WHAT THE TASK ASKS ▸
The answer is the full set of records below, transcribed exactly.

MATERIAL FOR THIS TASK ▸
PR #833, opened 2018-10-09
Add french (fr_FR) word list for lorem provider

tristandeborde:
### What does this changes

The lorem provider now supports the fr_FR locale.

### What was wrong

SOLUTION TO THE PROBLEM ▸
PR #833, opened 2018-10-09
Add french (fr_FR) word list for lorem provider

tristandeborde:
### What does this changes

The lorem provider now supports the fr_FR locale.

### What was wrong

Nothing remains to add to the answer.